The ES3 states needs to be reset, otherwise the TexSubImage2D used for
clear doesn't do what we think it does.

Bug:  780771 
Cq-Include-Trybots: master.tryserver.chromium.android:android_optional_gpu_tests_rel;master.tryserver.chromium.linux:linux_optional_gpu_tests_rel;master.tryserver.chromium.mac:mac_optional_gpu_tests_rel;master.tryserver.chromium.win:win_optional_gpu_tests_rel
Change-Id: Iaebbd19e7a150e80e4d5c718cbaf76c385a32c04
Reviewed-on: https://chromium-review.googlesource.com/754361
Commit-Queue: Antoine Labour <piman@chromium.org>
Reviewed-by: Zhenyao Mo <zmo@chromium.org>
Cr-Commit-Position: refs/heads/master@{#514247}
[modify] https://crrev.com/5e48f901879796bf05fe124fdf82b45fe1d47bf2/gpu/command_buffer/service/feature_info.cc
[modify] https://crrev.com/5e48f901879796bf05fe124fdf82b45fe1d47bf2/gpu/command_buffer/service/gles2_cmd_decoder.cc
[modify] https://crrev.com/5e48f901879796bf05fe124fdf82b45fe1d47bf2/gpu/command_buffer/service/gles2_cmd_decoder_unittest_base.cc
[modify] https://crrev.com/5e48f901879796bf05fe124fdf82b45fe1d47bf2/gpu/command_buffer/service/gles2_cmd_decoder_unittest_textures.cc
[modify] https://crrev.com/5e48f901879796bf05fe124fdf82b45fe1d47bf2/gpu/command_buffer/service/test_helper.cc

ClusterFuzz has detected this issue as fixed in range 514242:514268.

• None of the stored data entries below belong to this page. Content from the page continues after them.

PR #2223, opened 2026-06-02
GrubCC binary integration

### LINKED ISSUE #2212: [ComposeFS Backend] Integration with GrubCC bootloader
GrubCC (Grub Confidential Clusters) is a minified Grub build which would work similar to systemd-boot. We would want to integrate this as another bootloader option for now. Later we should plan on removing all Grub related code and only support systemd-boot and GrubCC

Related
https://redhat.atlassian.net/browse/RHEL-171399

Johan-Liebert1:
Add GrubCC (Grub ConfidentialClusters) as a new bootloader option. This
is a minimal version of grub that's supposed to work exactly like
systemd-boot

Fixes: #2212

### DIFF
--- a/.github/workflows/ci.yml
+++ b/.github/workflows/ci.yml
@@ -217,9 +217,11 @@ jobs:
         test_os: ${{ fromJson(needs.compute-ci-level.outputs.integration_os_matrix) }}
         variant: [ostree, composefs]
         filesystem: ["ext4", "xfs"]
-        bootloader: ["grub", "systemd"]
+        # TODO: Remove "grub" once "grub-cc" is stable
+        bootloader: ["grub", "grub-cc", "systemd"]
         boot_type: ["bls", "uki"]
         seal_state: ["sealed", "unsealed"]
+
         exclude:
           # https://github.com/bootc-dev/bootc/issues/1812
           - test_os: centos-9
@@ -244,6 +246,22 @@ jobs:
             boot_type: uki
           - variant: ostree
             bootloader: systemd
+
+          # For now only have grub-cc tests in F44
+          - test_os: fedora-45
+            bootloader: grub-cc
+          - test_os: fedora-43
+            bootloader: grub-cc
+          - test_os: centos-9
+            bootloader: grub-cc
+          - test_os: centos-10
+            bootloader: grub-cc
+          # Not in ostree
+          - variant: ostree
+            bootloader: grub-cc
+          # Not yet "sealed"
+          - bootloader: grub-cc
+            seal_state: sealed
 
     runs-on: ubuntu-24.04
 
--- a/Dockerfile
+++ b/Dockerfile
@@ -59,6 +59,7 @@ COPY --from=target-base /target-rootfs/ /
 ARG SKIP_CONFIGS
 ARG boot_type
 ARG seal_state
+ARG bootloader
 # All network-fetching operations: package installs from distro repos, Copr, Koji.
 # Separated so `just build-fetch --target=fetch` can be retried independently on
 # transient network failures without re-running the configuration phase.
@@ -89,6 +90,20 @@ RUN --mount=type=tmpfs,target=/run --mount=type=tmpfs,target=/tmp \
     if [[ ${#pkgs_to_install[@]} -gt 0 ]]; then
         dnf install -y "${pkgs_to_install[@]}"
     fi
+
+    if [[ "$bootloader" == "grub-cc" ]]; then
+        # We have this until we get grub-cc support in bootupd
+        arch=$(uname -m)
+        curl -L -o /var/grub-cc.rpm "https://kojipkgs.fedoraproject.org/packages/grub2/2.12/59.eln156/x86_64/grub2-efi-x64-cc-2.12-59.eln156.${arch}.rpm"
+        mkdir /var/grub-cc
+        rpm2archive /var/grub-cc.rpm | tar -xvz -C /var/grub-cc
+        file=$(find /var/grub-cc -name '*.efi')
+        mkdir /usr/lib/grub-cc
+        cp $file /usr/lib/grub-cc
+        rm -rvf /var/grub-cc
+        rm -rvf /var/grub-cc.rpm
+    fi
+
 EOF
 
 # Note we don't do any customization here yet
--- a/Dockerfile
+++ b/Dockerfile
@@ -53,8 +53,32 @@ RUN --mount=type=tmpfs,target=/run --mount=type=tmpfs,target=/tmp \
     /run/packaging/enable-compose-repos
 RUN --mount=type=tmpfs,target=/run --mount=type=tmpfs,target=/tmp /usr/libexec/bootc-base-imagectl build-rootfs --manifest=standard /target-rootfs
 
+# Get the latest GrubCC binary
+FROM quay.io/fedora/eln:latest AS grub-cc-download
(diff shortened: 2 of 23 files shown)


Dockerfile
```diff
@@ -89,6 +90,20 @@ RUN --mount=type=tmpfs,target=/run --mount=type=tmpfs,target=/tmp \
...
+        arch=$(uname -m)
+        curl -L -o /var/grub-cc.rpm "https://kojipkgs.fedoraproject.org/packages/grub2/2.12/59.eln156/x86_64/grub2-efi-x64-cc-2.12-59.eln156.${arch}.rpm"
+        mkdir /var/grub-cc
+        rpm2archive /var/grub-cc.rpm | tar -xvz -C /var/grub-cc
+        file=$(find /var/grub-cc -name '*.efi')
+        mkdir /usr/lib/grub-cc
+        cp $file /usr/lib/grub-cc
+        rm -rvf /var/grub-cc
+        rm -rvf /var/grub-cc.rpm
+    fi
```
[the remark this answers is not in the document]
Johan-Liebert1: Currently we only run on x86 afaik. And this is supposed to be temporary

crates/lib/src/spec.rs
```diff
@@ -237,6 +237,8 @@ pub enum Bootloader {
     /// Use Grub as the bootloader
     #[default]
     Grub,
+    /// Use Grub for confidential clusters as the bootloader
+    GrubCC,
```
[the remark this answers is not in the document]
Johan-Liebert1: Missed this one. Updated

crates/lib/src/bootc_composefs/status.rs
```diff
@@ -414,10 +414,14 @@ pub(crate) fn get_bootloader() -> Result<Bootloader> {
...
             if loader.to_lowercase().contains("systemd-boot") {
-                Bootloader::Systemd
-            } else {
-                Bootloader::Grub
+                return Ok(Bootloader::Systemd);
+            }
+
+            if loader.contains("GRUB CC") {
+                return Ok(Bootloader::GrubCC);
             }
```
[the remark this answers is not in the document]
Johan-Liebert1: Better for consistency. Updated

crates/lib/src/bootc_composefs/boot.rs
```diff
@@ -1369,13 +1371,48 @@ pub(crate) async fn setup_composefs_boot(
...
             &state.config_opts,
             None,
         )?;
+
+        // FIXME: Remove this hack once we have support in bootupd
+        if matches!(postfetch.detected_bootloader, Bootloader::GrubCC) {
+            root_setup
+                .physical_root
+                .remove_dir_all("boot/grub2")
+                .context("removing grub2")?;
```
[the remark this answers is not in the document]
Johan-Liebert1: this is after bootupd install so this will exist

crates/lib/src/bootc_composefs/boot.rs
```diff
@@ -1369,13 +1371,48 @@ pub(crate) async fn setup_composefs_boot(
...
+        Bootloader::Grub | Bootloader::GrubCC
+    ) {
         crate::bootloader::install_via_bootupd(
             &root_setup.device_info,
             &root_setup.physical_root_path,
             &state.config_opts,
             None,
         )?;
+
+        // FIXME: Remove this hack once we have support in bootupd
```
cgwalters, line 1382: Yes, but it'd be clearer if this was in the conditional above right? Wouldn't bootupd bail in this scenario as is now?

crates/lib/src/bootc_composefs/delete.rs
```diff
@@ -153,7 +153,7 @@ fn delete_depl_boot_entries(
             }
         },
 
-        Bootloader::Systemd => {
+        Bootloader::Systemd | Bootloader::GrubCC => {
```
cgwalters: What might be cleaner now is to have e.g.

```
enum BootloaderKind {
  BLSCompatible,
  GRUBClassic
}

impl Bootloader {
  fn kind(&self0) -> BootloaderKind
```

then most of these matches can match on the kind, not the concrete impl

crates/lib/src/bootc_composefs/boot.rs
Johan-Liebert1: Yes, bootupd will fail if it's only grub-cc, but another hack is that we don't remove grub from the Dockerfile currently. We keep it alongside the grub-cc binary. So bootupd installs grub, shim etc and afterwards we replace the grubx64.efi with grub-cc.efi. It's not clean

.github/workflows/ci.yml
```diff
@@ -245,6 +247,22 @@ jobs:
           - variant: ostree
             bootloader: systemd
 
+          # For now only have grub-cc tests in F44
```
cgwalters, line 250: Makes sense for now...but we do want this in c10s in the future right?

Hmmm maybe what we should do is make this an explicit "tier-1" target?

Dockerfile
```diff
@@ -89,6 +90,20 @@ RUN --mount=type=tmpfs,target=/run --mount=type=tmpfs,target=/tmp \
     if [[ ${#pkgs_to_install[@]} -gt 0 ]]; then
         dnf install -y "${pkgs_to_install[@]}"
     fi
+
+    if [[ "$bootloader" == "grub-cc" ]]; then
+        # We have this until we get grub-cc support in bootupd
+        arch=$(uname -m)
+        curl -L -o /var/grub-cc.rpm "https://kojipkgs.fedoraproject.org/packages/grub2/2.12/59.eln156/x86_64/grub2-efi-x64-cc-2.12-59.eln156.${arch}.rpm"
+        mkdir /var/grub-cc
+        rpm2archive /var/grub-cc.rpm | tar -xvz -C /var/grub-cc
```
cgwalters, line 127: I think it's worth a comment for why this is necessary

Dockerfile
```diff
@@ -89,6 +90,20 @@ RUN --mount=type=tmpfs,target=/run --mount=type=tmpfs,target=/tmp \
     if [[ ${#pkgs_to_install[@]} -gt 0 ]]; then
         dnf install -y "${pkgs_to_install[@]}"
     fi
+
+    if [[ "$bootloader" == "grub-cc" ]]; then
+        # We have this until we get grub-cc support in bootupd
+        arch=$(uname -m)
+        curl -L -o /var/grub-cc.rpm "https://kojipkgs.fedoraproject.org/packages/grub2/2.12/59.eln156/x86_64/grub2-efi-x64-cc-2.12-59.eln156.${arch}.rpm"
```
cgwalters: This is likely to be subject to GC in the future and take out our CI.

We could use `koji latest-pkg eln grub`; or a separate stage which uses `FROM quay.io/fedora/eln:latest` + `dnf download`.

Also there's one use of ${arch} and one hardcoded x86_64.

cgwalters (dismissed):
Looks overall sane

.github/workflows/ci.yml
Johan-Liebert1: > but we do want this in c10s in the future right?

yes. On initial testing, the grub-cc binary does work on c10s so we could just hack it up until we get proper packaging

Dockerfile
Johan-Liebert1: Updated to download from a separate stage

Johan-Liebert1:
@cgwalters this needs a re-approval

jeckersb (approved):

PR #2225, opened 2026-06-02
Switch over to weekly releases by default

cgwalters:
Every 3 weeks is just slow enough that leaves people wondering when the next release is, but too fast to really have truly meaningful versions by default.

Let's cut over to weekly releases (like Cockpit and many other projects) by default, and only bump the patch version by default (even if we have some features). We can reserve bumping the minor version for when there are bigger features.

### DIFF
--- a/.github/workflows/scheduled-release.yml
+++ b/.github/workflows/scheduled-release.yml
@@ -2,14 +2,12 @@ name: Create Release PR
 
 on:
   schedule:
-    # Run every 3 weeks on Monday at 8:00 AM UTC
-    # Note: GitHub Actions doesn't support "every 3 weeks" directly,
-    # so we use a workaround by running weekly and checking if it's been 3 weeks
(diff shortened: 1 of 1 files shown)


jeckersb (dismissed):

.github/workflows/scheduled-release.yml
joelcapitao: It's not directly related to this PR but can we also append `from-code` to that command c.f https://github.com/bootc-dev/bootc/pull/2183 ?
I just realized that latest GH cronjob failed https://github.com/bootc-dev/bootc/actions/runs/26747408954/job/78826364015 because of it

cgwalters: Good catch, thanks.

Johan-Liebert1 (approved):

joelcapitao (approved):

PR #2235, opened 2026-06-05
xtask: Use insecure firmware for all non-sealed VM tests

jmarrero:
The stock OVMF Secure Boot key database (shipped with the Ubuntu runner's
edk2/ovmf package) does not include the distro signing keys needed to
verify the shim/grub chain for CentOS Stream or Fedora.  Previously,
only systemd-boot tests explicitly requested --firmware=uefi-insecure
while grub tests inherited bcvk's default of uefi-secure, causing UEFI
to reject the boot with 'Security Violation'.

This worked by coincidence until the CentOS Stream 10 compose re-signed
grub2 (2.12-47) with a different certificate (Signing 802 / CA 8 instead
of Signing 202 / CA 2), which changed the Authenticode signature and
broke whatever fragile verification path was succeeding before.

Fix by using --firmware=uefi-insecure for all non-sealed images.  Sealed
images continue to use uefi-secure with explicitly enrolled test keys.

Signed-off-by: Joseph Marrero Corchado <jmarrero@redhat.com>
Assisted-by: OpenCode (Claude claude-opus-4-6)

### DIFF
--- a/crates/xtask/src/bcvk.rs
+++ b/crates/xtask/src/bcvk.rs
@@ -110,10 +110,14 @@ impl BcvkInstallOpts {
                      Run 'just generate-secureboot-keys' to generate them."
                 );
             }
-        } else if matches!(self.bootloader, Some(Bootloader::Systemd)) {
-            Ok(vec!["--firmware=uefi-insecure".into()])
         } else {
-            Ok(Vec::new())
+            // Use insecure firmware for all non-sealed images.  The stock
+            // OVMF Secure Boot key database does not include the distro
+            // signing keys needed to verify shim/grub, so Secure Boot
+            // verification fails at the firmware level with
+            // "Security Violation".  Sealed images work because they enroll
+            // custom test keys and use a test-signed systemd-boot.
+            Ok(vec!["--firmware=uefi-insecure".into()])
         }
     }
 }


jmarrero:
Need more investigation to submit to grub upstream/rpm maintainers but hopefully this unblocks CI

cgwalters:
I think it will work (for now) to add other compose repos into our build, and then pin grub to the previous version.

jmarrero:
I got an agent trying to re-verify this, testing the issue locally to isolate the grub commit as I am getting mixed results. The latest grub2 EFI bin works correctly on the previous compose and the code changes don't seem to jump at me. Re-trying.

cgwalters:
I added the ci/tier-1 label here so we verify work pre-merge-queue

jmarrero:
It's definitely on the grub path, --bootloader=systemd does not have this issue. Still digging.

cgwalters:
Yes, probably related to https://gitlab.com/redhat/centos-stream/rpms/grub2/-/commit/db5c73de4139ace15b496062cc445f0374518a28

jmarrero:
This is already passing the *test-baseconfigs jobs that were failing before 🤞

Johan-Liebert1 (approved):

jmarrero:
Merge queue does not let us retry a job that fails. This is quite painful. Currently just failing on quay timeouts.

cgwalters:
Thanks for doing this! I dug into this a little bit more, and I think a root here is that https://gitlab.com/redhat/centos-stream/rpms/shim/-/commit/1d00d75dece47e1bae0dc4e74c3d343da3670016 isn't actually built or shipped yet.

IOW it's a shim -> grub thing, not related to the host OS (or more specifically the host OS's virt stack) at all.

I would also like to change the special casing we're doing here to only skip SB on centos-10 by default.

PR #2236, opened 2026-06-05
ostree-ext: Add composefs-repo to ostree-commit synthesis

cgwalters:
Add `container::composefs_import::import_from_composefs_repo`, which walks a composefs `FileSystem` tree (already populated by a composefs-rs OCI pull) and synthesizes an equivalent ostree commit, reflinking file content into the ostree bare repo so the same disk blocks back both stores. This is the inverse of libostree's ostree→EROFS path.

To support exporting such synthesized commits back out, `store.rs` gains `export_commit` (export straight from a commit checksum rather than an image ref) and `for_each_file_checksum` (walk a commit's regular-file content checksums), `export_to_oci` is refactored to take a `LayeredImageState` so both ref- and commit-based exports share it, and `query_image_commit` learns to treat a composefs-synthesized merge commit as its own base. A few existing metadata constants and helpers are promoted to `pub`/`pub(crate)` for use by the new module.

This is library plumbing for bootc's unified storage work; it is unused by any in-tree caller on its own and lands separately to keep that feature's change set reviewable. Includes a standalone integration test (`test_composefs_import_to_ostree`) that builds a small OCI image, imports it through a composefs repo into ostree, and verifies the result.

Assisted-by: OpenCode (claude-opus-4-8)

### DIFF
--- a/crates/ostree-ext/src/container/composefs_import.rs
+++ b/crates/ostree-ext/src/container/composefs_import.rs
@@ -1,0 +1,970 @@
+//! Synthesize an ostree commit directly from a composefs OCI repository.
+//!
+//! This is the inverse of the existing ostree→composefs flow in libostree.
+//! Rather than importing OCI layers through the tar pipeline, we walk the
+//! composefs `FileSystem` tree and write each entry as an ostree object.
+//!
+//! For external regular files we bypass the ostree C library's `write_content`
+//! API and instead write content objects directly to disk.  This lets us
+//! attempt `FICLONE` (reflink) from the composefs object fd, falling back to
+//! `copy_file_range` / read-write.  The ostree SHA256 content checksum is
+//! still computed via the C library's `checksum_file_from_input` (a pure,
+//! repo-independent function) so the serialisation format is never
+//! reimplemented.
+//!
+//! Metadata objects (dirmeta, dirtree, commit) and small inline files continue
+//! to use the ostree C API — they are tiny and benefit from the existing
+//! validation.
+//!
+//! # Why reflink, not hardlink
+//!
+//! A composefs object is content-addressed by its SHA-512 fsverity digest.
+//! Multiple filesystem paths with identical content share a single composefs
+//! object (inode).  In ostree bare mode, however, every content object carries
+//! its own per-inode metadata: uid, gid, mode, and *all* xattrs including
+//! `security.selinux`.  The same composefs object can be referenced by two
+//! ostree objects that need different SELinux labels — for example
+//! `/etc/sudo.conf` (label `etc_t`) and
+//! `/usr/share/doc/sudo/examples/sudo.conf` (label `usr_t`).  Because a
+//! single inode can hold only one `security.selinux` value, hardlinking both
+//! ostree objects to the shared composefs inode is impossible: the second
+//! `setxattr` would overwrite the first, causing `ostree fsck` to report a
+//! checksum mismatch.
+//!
+//! Reflinks (FICLONE) solve this: each ostree object gets its own inode and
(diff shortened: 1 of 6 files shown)


crates/ostree-ext/src/container/composefs_import.rs
```diff
@@ -0,0 +1,970 @@
...
+    }
+    let children = xattrs.iter().map(|(k, v)| {
+        // Append NUL so that ostree's C validator can read the name as a C string.
+        let mut name_bytes = k.as_bytes().to_vec();
+        name_bytes.push(b'\0');
+        // SELinux stores label values as NUL-terminated strings on the filesystem.
+        // The composefs selabel() function strips the NUL, but ostree fsck reads
+        // xattrs back from disk (where the kernel always stores them with NUL) when
+        // verifying checksums.  Ensure our checksum matches by adding the NUL here
+        // for security.selinux values that are missing it.
```
cgwalters, line 146: Gotta say this one was fun

crates/ostree-ext/src/container/composefs_import.rs
```diff
@@ -0,0 +1,970 @@
...
+        {
+            value_owned = [value, &[0u8]].concat();
+            value_owned.as_slice()
+        } else {
+            value
+        };
+        glib::Variant::tuple_from_iter([name_bytes.as_slice().to_variant(), value.to_variant()])
+    });
+    Some(glib::Variant::array_from_iter::<(&[u8], &[u8])>(children))
+}
```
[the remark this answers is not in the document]
cgwalters: OK yeah the training-cutoff confabulations are annoying here, and anyways since this bot is going to be sunset, I did https://github.com/bootc-dev/infra/issues/200

crates/ostree-ext/src/container/composefs_import.rs
```diff
@@ -0,0 +1,970 @@
...
+    image_config: &crate::oci_spec::image::ImageConfiguration,
+    reflinks_required: bool,
+) -> Result<String> {
+    let cancellable = gio::Cancellable::NONE;
+
+    // Reconstruct the merged filesystem tree from the composefs store
+    let mut fs = composefs_oci::image::create_filesystem(composefs_repo, config_digest, None)
+        .context("Reconstructing composefs filesystem tree")?;
+
+    // Apply SELinux labels in-memory before writing any objects.
```
cgwalters, line 752: This should just use the `transform_for_boot`

crates/ostree-ext/src/container/composefs_import.rs
```diff
@@ -0,0 +1,970 @@
+//! Synthesize an ostree commit directly from a composefs OCI repository.
```
cgwalters, line 1: TODO: Let's add an equivalence/diff testing of this versus the current ostree-ext container backend

crates/ostree-ext/src/container/composefs_import.rs
```diff
@@ -0,0 +1,970 @@
...
+    let dirmeta = create_dirmeta(&dir.stat);
+    let meta_csum = orepo
+        .write_metadata(
+            crate::ostree::ObjectType::DirMeta,
+            None,
+            &dirmeta,
+            gio::Cancellable::NONE,
+        )
+        .context("Writing dirmeta")?;
+    mtree.set_metadata_checksum(&meta_csum.to_hex());
```
Johan-Liebert1, line 311: This code block is repeated a few times. Does it make sense to factor it out?

Johan-Liebert1 (dismissed):
lgtm. This is a separate feature so unlikely to break anything. Just one comment

cgwalters:
We can redo this on top of https://github.com/composefs/composefs-rs/pull/347

PR #2240, opened 2026-06-09
Prepwork for #2200

### LINKED ISSUE #2185: Rework UKI generation to enable removing kernel & initrd from image
We added `bootc container ukify` (https://github.com/bootc-dev/bootc/issues/1955 & https://github.com/bootc-dev/bootc/pull/1960) and current implementation takes the kernel and initrd from the rootfs: https://github.com/bootc-dev/bootc/blob/c12eca3e2f28db576b167b5e96f6fe0fe2b2a398/crates/lib/src/ukify.rs#L55-L79

Support in bcvk to extract kernel & initrd from a UKI was added in https://github.com/bootc-dev/bcvk/pull/144.

We have some comments in https://github.com/bootc-dev/bootc/blob/c12eca3e2f28db576b167b5e96f6fe0fe2b2a398/contrib/packaging/finalize-uki#L39 but they are too late as we can not remove files from the image after we've computed its composefs fsverity hash as it would change it.

Thus in order to be able to remove the kernel & initrd from the final image and keep only the UKI, we need to remove them in a stage *before* the sealed-uki stage, but *after* the rechunking stage (to actually get the space back), and then copy them back into the sealed-uki stage where we would pass them to the bootc container ukify command as arguments.

Simplified Containerfile:
```
FROM bootc-base-image as rootfs
RUN Do customisations here

FROM rootfs as rootfs-no-kernel
RUN Remove kernel (and potentially initrd)

# Do the rechunking here
...

# Compute fs-verity hash of rechunked rootfs-no-kernel image
FROM tools as sealed-uki
COPY --from=rootfs kernel & initrd
RUN bootc container ukify --kernel ... --initrd ...

# Copy back UKI
FROM rootfs-no-kernel-rechunked
COPY UKI from sealed-uki
```

I've started investigating how this would look like in: https://github.com/travier/fedora-atomic-desktops-sealed/pull/24.

For the Atomic Desktops use case, this compounds with https://github.com/travier/fedora-atomic-desktops-sealed/issues/23. The boot time is significantly impacted by the size of the initrd which makes up for most of the UKI. Thus I'm looking at building multiple initrds and thus multiple UKIs from a single base image. I have thus split the built into two distinct Containerfiles / image build to not have to pay to cost of rechunking the base image for each build.

A more elegant solution for the initrd size would be to use system extensions for the initrd but that adds another set of feature to add to bootc to manage (and we'll have to figure out how to sign them) so I've not looked at that yet.

Johan-Liebert1:
ukify: Allow passing path to kernel and initramfs

While building a sealed UKI image we'd want to remove the original
kernel + initramfs from the final image and have only the final UKI
present. This was not possible before as `bootc container ukify`
expected kernel + initramfs to be present in `usr/lib/modules` of
container root

We now accept a parameter `kernel_dir` which must be of the format
`/path/$kernel_ver` for `bootc container ukify`

Fixes: #2185

---

test/tmt: Don't run bootloader-none test for composefs

Bootloader set to none is not supported with the composefs backend so we
skip tests with this option for composefs backend

---

image-proxy: Use privileged user when pull from containers storage

We were defaulting to unprivileged user "nobody" when pulling an image,
but pulling from containers-storage was failing as it requires extra
privileges. Default to the current user, usually root, when pulling from
containers-storage

### DIFF
--- a/crates/lib/src/cli.rs
+++ b/crates/lib/src/cli.rs
@@ -442,6 +442,13 @@ pub(crate) enum ContainerOpts {
         #[clap(long)]
         write_dumpfile_to: Option<Utf8PathBuf>,
 
+        /// The directory containing the kernel and initramfs.img
+        /// Must be of the format /parent/$kernel_version
+        ///
+        /// Ex. /boot/6.18.7-100.fc42.x86_64
+        #[clap(long)]
+        kernel_dir: Option<Utf8PathBuf>,
+
         /// Additional arguments to pass to ukify (after `--`).
         #[clap(last = true)]
         args: Vec<OsString>,
@@ -1902,12 +1909,36 @@ async fn run_from_opt(opt: Opt) -> Result<()> {
                 kargs,
                 allow_missing_verity,
                 write_dumpfile_to,
+                kernel_dir,
                 args,
             } => {
+                let kernel = match kernel_dir {
+                    Some(kernel_dir) => {
+                        let kver = kernel_dir
+                            .components()
+                            .last()
+                            .ok_or_else(|| anyhow::anyhow!("Could not determine kernel version"))?;
+
+                        Some(crate::kernel::KernelInternal {
+                            kernel: crate::kernel::Kernel {
+                                unified: false,
+                                version: kver.to_string(),
+                            },
+                            k_type: crate::kernel::KernelType::Vmlinuz {
+                                path: kernel_dir.join("vmlinuz"),
+                                initramfs: kernel_dir.join("initramfs.img"),
+                            },
+                        })
+                    }
+
+                    None => None,
+                };
+
                 crate::ukify::build_ukify(
                     &rootfs,
                     &kargs,
                     &args,
+                    kernel,
                     allow_missing_verity,
                     write_dumpfile_to.as_deref(),
                 )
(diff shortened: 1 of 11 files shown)


cgwalters (approved):

crates/lib/src/cli.rs
```diff
@@ -442,6 +442,13 @@ pub(crate) enum ContainerOpts {
         #[clap(long)]
         write_dumpfile_to: Option<Utf8PathBuf>,
 
+        /// The directory containing the kernel and initramfs.img
```
travier, line 445:
```suggestion
        /// The directory containing the kernel and initramfs.img.
```

crates/lib/src/cli.rs
```diff
@@ -442,6 +442,13 @@ pub(crate) enum ContainerOpts {
...
+        /// Must be of the format /parent/$kernel_version
```
travier, line 446: Maybe?

```suggestion
        /// Must be of the format `/parent/$kernel_version`.
```

tmt/tests/booted/test-install-no-boot-dir.nu
```diff
@@ -19,7 +24,7 @@ def main [] {
     mount -o loop disk.img /var/mnt
 
     setenforce 0
-
+
```
travier, line 27:
```suggestion

```

PR #2244, opened 2026-06-10
Update shlex to 2.0.1

jeckersb:
The 2.0.0 release had a bug which broke the docs build, which in turn
causes `cargo doc` to fail for bootc as well.

We explicitly use `--no-deps` in our validate job when building our
docs so we don't catch things like this in other crates, but it's
annoying when I want to generate all the docs locally.

### DIFF
--- a/Cargo.lock
+++ b/Cargo.lock
@@ -291,7 +291,7 @@ dependencies = [
  "rustix",
  "serde",
  "serde_json",
- "shlex 2.0.0",
+ "shlex 2.0.1",
  "similar-asserts",
  "static_assertions",
  "tempfile",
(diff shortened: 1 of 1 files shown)


jeckersb:
Actually nevermind this is already included in #2226 I didn't realize that one is still stuck trying to get through the merge queue :sob:

jeckersb:
Ok nevermind, despite #2226 listing 

`[shlex](https://crates.io/crates/shlex) 	workspace.dependencies 	patch 	2.0.0 → 2.0.1`

in the description, it didn't actually update shlex...

cgwalters (approved):

PR #2245, opened 2026-06-11
Do not recursively clean tempdir

Johan-Liebert1:
Ran into this issue by chance in bootupd where the following drop ordering

```rust
drop(tempdir)
drop(mount) // unmounts thing mounted at tempdir
```

was causing all the contents of the mounted device to be deleted because the tempdir was being deleted. We might run into the same issue with our Tempdir impl if we fail to unount the ESP and tempdir is dropped deleting everything in the ESP.

To prevent that, explicitly set `disable_cleanup` to false on the Tempdir and only enable cleanup after we've successfully unmounted whatever was mounted

### DIFF
--- a/crates/mount/src/tempmount.rs
+++ b/crates/mount/src/tempmount.rs
@@ -49,11 +49,43 @@ impl Drop for MountGuard {
     }
 }
 
+/// Holds a tempdir with custom Drop impl
+#[derive(Debug)]
+pub struct MountpointTempdir(tempfile::TempDir);
+
+impl std::ops::Deref for MountpointTempdir {
+    type Target = tempfile::TempDir;
+    fn deref(&self) -> &tempfile::TempDir {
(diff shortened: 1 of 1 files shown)


cgwalters (commented):
Oh, that is horrifying.

How about this instead: We have a `MountpointTempdir` whose `Drop` *only* does `rmdir` (not recursively).

Of course, in many cases I think the real fix here is for us to always use the new mount API to just mount a fd, not a tempdir.

Johan-Liebert1:
> Of course, in many cases I think the real fix here is for us to always use the new mount API to just mount a fd, not a tempdir

we still need a mount point with that right? We could also always mount the ESP at `/boot` since that's what the spec says?

> We have a MountpointTempdir whose Drop only does rmdir (not recursively)

Done

cgwalters (approved):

Detailed report: https://clusterfuzz.com/testcase?key=6543648954253312

Fuzzer: libFuzzer_gpu_angle_fuzzer
Job Type: libfuzzer_chrome_asan_debug
Platform Id: linux

Crash Type: CHECK failure
Crash Address: 
Crash State:
  glGetError() == GL_NO_ERROR in feature_info.cc
  gpu::gles2::IsGL_REDSupportedOnFBOs
  gpu::gles2::FeatureInfo::InitializeFeatures
  
Sanitizer: address (ASAN)

Regressed: https://clusterfuzz.com/revisions?job=libfuzzer_chrome_asan_debug&range=512661:512688
Fixed: https://clusterfuzz.com/revisions?job=libfuzzer_chrome_asan_debug&range=514242:514268

Reproducer Testcase: https://clusterfuzz.com/download?testcase_id=6543648954253312

See https://chromium.googlesource.com/chromium/src/+/master/testing/libfuzzer/reference.md for more information.

If you suspect that the result above is incorrect, try re-doing that job on the test case report page.

ClusterFuzz testcase 6543648954253312 is verified as fixed, so closing issue as verified.

If this is incorrect, please add ClusterFuzz-Wrong label and re-open the issue.